Abschlussübung
Jugendfeuerwehren proben den Ernstfall
150 Jugendliche löschen die Kreuzburghalle
Mit Martinshorn und Blaulicht trafen kurz nach Mittag die ersten Einsatzkräfte von Feuerwehr und Rotem Kreuz an der Kreuzburghalle in Klein Krotzenburg ein.
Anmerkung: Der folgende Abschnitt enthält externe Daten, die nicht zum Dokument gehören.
PR #56, opened 2022-02-01
fix: bugfix for a transactional raw iter

fominok:
This PR allows to create raw iterator with transaction and fixes subtrees deletion with transactions


QuantumExplorer (approved):
I must admit I didn't understand the macro, would love to understand it tomorrow.

iammadab (approved):
LGTM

Zunächst galt es mehrere verletzte Personen aus dem Gefahrenbereich zu bringen und dem Roten Kreuz zur Betreuung zu übergeben. Nachrückende Kräfte bauten derweil den Löschangriff rund um die brennende Kreuzburghalle auf. Durch den massiven Einsatz zahlreicher Strahlrohre war es außerdem notwendig eine Wasserversorgung vom, mehrere hundert Meter entfernten, Main aufzubauen. Den Anfang nahm der fiktive Großeinsatz im Heizungskeller der Sporthalle. "Die Jugendlichen meisterten dieses sehr realistische Einsatzszenario äußerst professionell", meinte einer der Hauptorganisator Markus Wedel. "Man konnte sehen dass in den einzelnen Jugendfeuerwehren sehr gute Ausbildungsarbeit geleistet wird", so Wedel weiter. Die Abschlussübung beendet die Freiluftsaison und markiert den Beginn der theoretischen Ausbildungsperiode, die bis zum Frühling andauert.
Nach getaner Arbeit versammlten sich die ca. 150 Teilnehmer aus 8 Jugendfeuerwehren und dem Roten Kreuz im Klein-Krotzenburger Feuerwehrgerätehaus. Bei Wurst und Getränken konnten sich die Jugendlichen stärken und die Erkentnisse der Übung besprechen.